Baseline Metrics (group commit / write path)

curl -sf http://127.0.0.1:9898/metrics | rg "write_path_phase_b|group_commit|transaction_log"
MetricMeaning
angarabase_write_path_phase_b_duration_secondsPhase B histogram (commit hot path)
angarabase_write_path_phase_b_timeout_totalPhase B timeouts — should be low
angarabase_group_commit_batches_totalNumber of pump batches
angarabase_group_commit_batch_sizeBatch-size distribution
angarabase_transaction_log_group_commit_pumps_totalNumber of pump runs
angarabase_transaction_log_group_commit_pump_duration_msDuration of one pump

Quick Diagnostics

# New WAL metrics (RM-0.6.4.0)
curl -sf http://127.0.0.1:9898/metrics | rg "wal_(commit|durability|barrier)"
# Group commit baseline
curl -sf http://127.0.0.1:9898/metrics | rg "write_path_phase_b|group_commit|transaction_log_group_commit"
# I/O correlate
iostat -xm 1 5

If iostat shows high await/util and *_pump_duration_ms and p99 COMMIT grow at the same time, the problem is almost always in the I/O layer.
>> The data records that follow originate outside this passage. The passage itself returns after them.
PR #2031, opened 2025-06-27
#1960 migrate char sequence to contain not to contain expectations spec

anson-ryea:
Migrate CharSequencetoContainNotToContainExpectationsSpec to kotlin-test #1960

Replace CharSequencetoContainNotToContainExpectationsSpec tests with AbstractCharSequencetoContainNotToContainExpectationsTest base class
CharSequencetoContainNotToContainExpectations tests in atrium/api/fluent/en_GB/and atrium/api/infix/en_GB/ has been separated into CharSequencetoContainNotToContainBuilderExpectationsTest and CharSequencetoContainNotToContainShortcutExpectationsTest
All build tests has passed


misc/atrium-specs/src/commonMain/kotlin/ch/tutteli/atrium/specs/integration/AbstractCharSequenceToContainNotToContainExpectationsTest.kt
```diff
@@ -0,0 +1,223 @@
...
+    fun notToContain__subject_empty_string() = testFactory(notToContainSpec) { notToContainFun ->
+        val fluentEmptyString = expect("" as CharSequence)
+
+        it("${notToContainSpec.name} 'Hello' does not throw") {
+            fluentEmptyString.notToContainFun("Hello")
+        }
+    }
+
+    @TestFactory
+    fun toContain__subject_text_search_for_hello_and_robert() = testFactory(toContainSpec) { toContainFun ->
```
robstoll, line 58: not sure, would it make sense to rename to the following to make it clear in which case we search? (of course then you would need to put `'hello' and 'robert' into an own method
```suggestion
    fun toContain__subject_text_search_for_Hello_and_Robert() = testFactory(toContainSpec) { toContainFun ->
```

anson-ryea: Yea, I think so. In this sense let me split Hello and notInThere as well.

Issue #2051, opened 2025-07-22
Expect.toBeInRange


robstoll:
*Platform* (all, jvm, js): all
*Extension* (none, kotlin 1.3): none

## Code related feature
```kotlin
expect(x).toBeInRange(1..10)
expect(x).toBeInRange(1 until 10)

//instead of

expect(x) {
  toBeGreaterThanOrEqualTo(1)
  toBeLessThanOrEqualTo(10)
}
expect(x) {
  toBeGreaterThanOrEqualTo(1)
  toBeLessThan(10)
}
```

Following the things you need to do:

*logic*
- [ ] create RangeAssertions with a function `toBeInRange` (see e.g. FloatingPointAssertions as a guideline)
- [ ] implement toBeInRange in DefaultRangeAssertions.kt - make sure both bounds are evaluated (no fail fast behaviour)

*api-fluent*
- [ ] create rangeExpectations.kt with 3 times fun `Expect<T>.toBeInRange(t: T): Expect<T>` for T= CharRange, IntRange, LongRange
- [ ] create a Test named AbstractRangeExpectationsSpec in atrium-specs -> commonMain  (see for instance AbstractComparableExpectationsTest) and extend it in atrium-api-fluent -> commonTest (name it RangeExpectationsSpec)
- [ ] create RangeExpectationSamples.kt with 3 functions in commonTest -> samples (see other samples as guideline -- try to provide the reason why an expectation fails)
- [ ] add `@sample` with link to your sample method to the 3 functions in rangeExpectations.kt
- [ ] add `@since 1.3.0` (adapt to current [milestone](https://github.com/robstoll/atrium/milestones)) to KDOC of the three functions in RangeExpectations.kt

*api-infix*
- [ ] create rangeExpectations.kt with 3 times fun `Expect<T>.toBeInRange(t: T): Expect<T>` for T= CharRange, IntRange, LongRange
- [ ] create RangeExpectationsTest in atrium-api-infix which extends AbstractRangeExpectationsSpec
- [ ] add samples to RangeExpectationSamples.kt (3 fun again)
- [ ] add `@sample` with link to your sample method to the 3 functions in rangeExpectations.kt
- [ ] add `@since 1.3.0` (adapt to current [milestone](https://github.com/robstoll/atrium/milestones)) to KDOC of the two functions in RangeExpectations.kt

## Your first contribution?
- Write a comment `I'll work on this` if you would like to take this issue over. 
[...]

PR #2055, opened 2025-07-25
#2051 add toBeInRange expectations

matcha2smiley:
add toBeInRange expectations
---

### DIFF
--- a/apis/fluent/atrium-api-fluent/src/commonMain/kotlin/ch/tutteli/atrium/api/fluent/en_GB/rangeExpectations.kt
+++ b/apis/fluent/atrium-api-fluent/src/commonMain/kotlin/ch/tutteli/atrium/api/fluent/en_GB/rangeExpectations.kt
@@ -1,0 +1,41 @@
+package ch.tutteli.atrium.api.fluent.en_GB
+
+import ch.tutteli.atrium.logic.isInRange
+import ch.tutteli.atrium.creating.Expect
+import ch.tutteli.atrium.logic._logicAppend
+
+/**
+ * Expects that the subject of `this` expectation is within the [expected] range (inclusive).
+ *
+ * @return an [Expect] for the subject of `this` expectation.
+ *
+ * @sample ch.tutteli.atrium.api.fluent.en_GB.samples.RangeExpectationSamples.toBeInRangeChar
+ *
+ * @since 1.3.0
+ */
+fun Expect<Char>.toBeInRange(expected: CharRange): Expect<Char> =
+    _logicAppend { isInRange(expected) }
+
+/**
+ * Expects that the subject of `this` expectation is within the [expected] range (inclusive).
+ *
+ * @return an [Expect] for the subject of `this` expectation.
+ *
+ * @sample ch.tutteli.atrium.api.fluent.en_GB.samples.RangeExpectationSamples.toBeInRangeInt
+ *
+ * @since 1.3.0
+ */
+fun Expect<Int>.toBeInRange(expected: IntRange): Expect<Int> =
+    _logicAppend { isInRange(expected) }
+
+/**
+ * Expects that the subject of `this` expectation is within the [expected] range (inclusive).
+ *
+ * @return an [Expect] for the subject of `this` expectation.
+ *
+ * @sample ch.tutteli.atrium.api.fluent.en_GB.samples.RangeExpectationSamples.toBeInRangeLong
+ *
+ * @since 1.3.0
+ */
+fun Expect<Long>.toBeInRange(expected: LongRange): Expect<Long> =
+    _logicAppend { isInRange(expected) }
--- a/apis/fluent/atrium-api-fluent/src/commonMain/kotlin/ch/tutteli/atrium/api/fluent/en_GB/rangeExpectations.kt
+++ b/apis/fluent/atrium-api-fluent/src/commonMain/kotlin/ch/tutteli/atrium/api/fluent/en_GB/rangeExpectations.kt
@@ -1,11 +1,11 @@
 package ch.tutteli.atrium.api.fluent.en_GB
 
-import ch.tutteli.atrium.logic.isInRange
+import ch.tutteli.atrium.logic.toBeInRange
 import ch.tutteli.atrium.creating.Expect
 import ch.tutteli.atrium.logic._logicAppend
 
 /**
- * Expects that the subject of `this` expectation is within the [expected] range (inclusive).
+ * Expects that the subject of `this` expectation is within the [expected] range.
  *
  * @return an [Expect] for the subject of `this` expectation.
  *
@@ -14,10 +14,10 @@ import ch.tutteli.atrium.logic._logicAppend
  * @since 1.3.0
  */
 fun Expect<Char>.toBeInRange(expected: CharRange): Expect<Char> =
-    _logicAppend { isInRange(expected) }
+    _logicAppend { toBeInRange(expected) }
 
 /**
- * Expects that the subject of `this` expectation is within the [expected] range (inclusive).
+ * Expects that the subject of `this` expectation is within the [expected] range.
  *
  * @return an [Expect] for the subject of `this` expectation.
  *
@@ -26,10 +26,10 @@ fun Expect<Char>.toBeInRange(expected: CharRange): Expect<Char> =
  * @since 1.3.0
  */
 fun Expect<Int>.toBeInRange(expected: IntRange): Expect<Int> =
-    _logicAppend { isInRange(expected) }
+    _logicAppend { toBeInRange(expected) }
 
 /**
- * Expects that the subject of `this` expectation is within the [expected] range (inclusive).
+ * Expects that the subject of `this` expectation is within the [expected] range.
  *
  * @return an [Expect] for the subject of `this` expectation.
  *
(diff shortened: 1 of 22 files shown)


logic/atrium-logic/src/commonMain/kotlin/ch/tutteli/atrium/logic/impl/DefaultRangeAssertions.kt
```diff
@@ -0,0 +1,63 @@
...
+            assertionBuilder.explanatoryGroup
+                .withDefaultType
+                .withAssertions(explanatoryAssertionCreator(subject))
+                .build()
+        }
+        .withDescriptionAndRepresentation(
+            TranslatableWithArgs(
+                DescriptionComparableExpectation.TO_BE_IN_RANGE,
+                "${range.start}..${range.endInclusive}"
+            ),
```
robstoll, line 60: this will result in an error as your translatable does not define 2 placeholders. But I don't think you need them. otherwise the report will look as follows:
```
I expected that the subject: 100
- to be in range 1...20: 1..20
```
I.e. it is enough to just use your description as description as follow:
```suggestion
                DescriptionComparableExpectation.TO_BE_IN_RANGE,
```

logic/atrium-logic/src/commonMain/kotlin/ch/tutteli/atrium/logic/impl/DefaultRangeAssertions.kt
```diff
@@ -0,0 +1,63 @@
...
+    container: AssertionContainer<out T>,
+    range: ClosedRange<T>,
+    explanatoryAssertionCreator: (T) -> List<Assertion>
+): Assertion =
+    assertionBuilder.descriptive
+        .withTest(container.toExpect()) { it >= range.start && it <= range.endInclusive }
+        .withHelpOnFailureBasedOnDefinedSubject(container.toExpect()) { subject ->
+            assertionBuilder.explanatoryGroup
+                .withDefaultType
+                .withAssertions(explanatoryAssertionCreator(subject))
```
robstoll, line 53: note, this will show both hints, even though one of it is not necessary IMO as it hols. Following an example:
```
expect(10).toBeInRange(1 .. 2)
```
would show:
```
I expected subject: 10
- to be in range: 1..2
    » to be greater than or equal to: 1 
    » to be less than or equal to: 2
```    
Yet, if we just put it like that, I am not sure the user will understand the hint immediately. How about we turn this into:
```
I expected subject: 10
- to be in range: 1..2
  » was not less than or equal to: 2
```
Looking at it, I am not even sure we need the extra hint (I guess you came up with it because I pointed you to DefaultFloatingPointAssertions, that was a mistake on my part, I should have pointed you to DefaultComparableAssertions.kt -- I fixed it for the tests but forgot it apparently for logic

WDYT, would 
```
I expected subject: 10
- to be in range: 1..2
 ```
 be enough as well or do we need the hint?

**Review by robstoll — COMMENTED** [review]
Looks already good :slightly_smiling_face: 
One thing I forgot to write down in the issue. Once you are done with the logic part you need to execute `./gradlew generate` this will create a range.kt into logic which you then can use in your apis.

File: logic/atrium-logic/src/commonMain/kotlin/ch/tutteli/atrium/logic/impl/DefaultRangeAssertions.kt (hunk 2 above)
Comment (matcha2smiley) [reply logic/atrium-logic/src/commonMain/kotlin/ch/tutteli/atrium/logic/impl/DefaultRangeAssertions.kt]: Really appreciate your review!

I completely agree — I also think the minimal version is clearer and sufficient.
Thank you for pointing it out!

The reason I chose the minimal implementation is that, in the case of the toBeInRange assertion, I believe it's usually enough to simply know that the value is outside the specified range.
In most use cases, it's not particularly important whether the value is below the lower bound or above the upper bound — just knowing that it's out of range is enough to achieve the intended purpose.

That said, I can imagine that in the future, there might be scenarios — for example during debugging — where it could be helpful to know which direction the value deviates.
In such cases, it might make sense to add an option for showing more detailed output. That’s just a thought I had, though — nothing concrete at this point.
Given that there’s no specific use case for it at the moment and considering the implementation cost, I think sticking with the minimal version is the right choice for now.

File: logic/atrium-logic/src/commonMain/kotlin/ch/tutteli/atrium/logic/impl/DefaultRangeAssertions.kt (hunk 1 above)
Comment (matcha2smiley) [reply logic/atrium-logic/src/commonMain/kotlin/ch/tutteli/atrium/logic/impl/DefaultRangeAssertions.kt]: Thanks for the suggestion. It’s been fixed!

File: apis/fluent/atrium-api-fluent/src/commonMain/kotlin/ch/tutteli/atrium/api/fluent/en_GB/rangeExpectations.kt [hunk 3]
```diff
@@ -0,0 +1,41 @@
+package ch.tutteli.atrium.api.fluent.en_GB
+
+import ch.tutteli.atrium.logic.isInRange
+import ch.tutteli.atrium.creating.Expect
+import ch.tutteli.atrium.logic._logicAppend
+
+/**
+ * Expects that the subject of `this` expectation is within the [expected] range (inclusive).
```
robstoll, line 8: detail, you can also keep as is. Personally, I would remove the `(inclusive)` although it is correct
```suggestion
 * Expects that the subject of `this` expectation is within the [expected] range.
```
because this could confuse someone who writes
 ```
expect('d').toBeInRange('a' until 'c')
```
Where `c` is exclusive (behind the seen it is still a ClosedRange but endInclusive is `b`.) This comes apparent in error reporting, the user will see `a .. b` instead of `a ..< c` (I wonder if kotlin will introduce an own type at some point, something like IntOpenEndRange).

File: logic/atrium-logic/src/commonMain/kotlin/ch/tutteli/atrium/logic/RangeAssertions.kt [hunk 4]
```diff
@@ -0,0 +1,8 @@
+package ch.tutteli.atrium.logic
+
+import ch.tutteli.atrium.assertions.Assertion
+import ch.tutteli.atrium.creating.AssertionContainer
+
+interface RangeAssertions {
+    fun <T : Comparable<T>> isInRange(container: AssertionContainer<T>, range: ClosedRange<T>): Assertion
```
robstoll, line 7: please keep toBeInRange, it's a legacy that some methods in other Assertions start with is. Using toBeInRange will simplify migration in the future. Thanks
```suggestion
    fun <T : Comparable<T>> toBeInRange(container: AssertionContainer<T>, range: ClosedRange<T>): Assertion
```

logic/atrium-logic/src/commonMain/kotlin/ch/tutteli/atrium/logic/impl/DefaultRangeAssertions.kt
```diff
@@ -0,0 +1,25 @@
...
+        container: AssertionContainer<T>,
+        range: ClosedRange<T>
+    ): Assertion =
+        assertionBuilder.descriptive
+            .withTest(container.toExpect()) { it >= range.start && it <= range.endInclusive }
+            .withDescriptionAndRepresentation(
+                DescriptionComparableExpectation.TO_BE_IN_RANGE,
+                range,
+            )
+            .build()
```
robstoll, line 24:
```suggestion
    ): Assertion = container.createDescriptiveAssertion(DescriptionComparableExpectation.TO_BE_IN_RANGE, range) {
        it >= range.start && it <= range.endInclusive
    }
```

robstoll (commented):
I'll will no stop reviewing until you give a sign again, happy coding :slightly_smiling_face:

matcha2smiley:
Hi @robstoll , Thak you for your kindness👋
I was looking at this issue and had a quick question regarding the test implementation plan.

Looking at recent migration PRs like [#2031](https://github.com/robstoll/atrium/pull/2031), it seems that the project is moving away from the *Spec style (e.g., RangeExpectationsSpec using Spek) towards a *Test style with @TestFactory and standard JUnit5 classes.

In this issue, the current implementation plan suggests creating AbstractRangeExpectationsSpec and extending it in RangeExpectationsSpec.
Would it be better to follow the newer *Test style instead?

Just wanted to make sure I'm aligned with the latest testing conventions before I proceed.
Thanks in advance!

robstoll:
@matcha2smiley I took a look at the good-first-issue template again and realised that it did not include the mention of apiDump. See updated issue description, you need to execute `./gradlew apiDump & KOTLIN_VERSION=1.9 ./gradlew apiDump` whenever you add something new otherwise `./gradlew build` will fail at jvmApiCheck

robstoll:
@matcha2smiley thanks for your first contribution to Atrium :slightly_smiling_face: :+1: 

How about another one? And don't forget to :star: Atrium if you liked it, thanks

matcha2smiley:
> @matcha2smiley thanks for your first contribution to Atrium 🙂 👍
> 
> How about another one?

@robstoll I'm happy to contribute to Atrium! 😆
Actually, I'm considering working on one of the migration issues next.
Do you have any migration issues you'd prefer me to tackle first?
If not, I'll just start from the top. 🙂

With sync_at_commit: if angarabase_wal_commit_fsync_total grows proportionally to tx rate, the mode works correctly. If the rate is disproportionately high, check wal_barrier_duration_seconds for stalls.

Tuning Order

  1. Confirm the durability mode (ANGARABASE_TRANSACTION_LOG_DURABILITY) and target SLA.
  2. For sync_at_commit: make sure WAL files are on NVMe / a separate spindle.
  3. Check whether the workload burst: compare tx-rate and batch-size histogram.
  4. For production, stabilize disk first, then tune group_commit_interval_ms.
  5. For bench/dev, relaxed is allowed, but record it in the report.

DML-coverage check

For triage, it is useful to confirm that the latency anomaly is not masking a regression:

  • INSERT INTO t(...) VALUES (..., now()) — should succeed.
  • UPDATE t SET x = x + 1 WHERE ... — the expression should be applied.
  • UPDATE/DELETE in autocommit and in txn should return the correct row count.

Escalation

  • If fsync=true and p99 COMMIT > 200 ms for more than 10 minutes, escalate as a durability-risk incident.
  • If wal_barrier_duration_seconds p99 > 50 ms with sync_at_commit, check for I/O stall.
  • If errors_total > 0 in TPC-B-lite smoke, stop performance claims until correctness is fixed.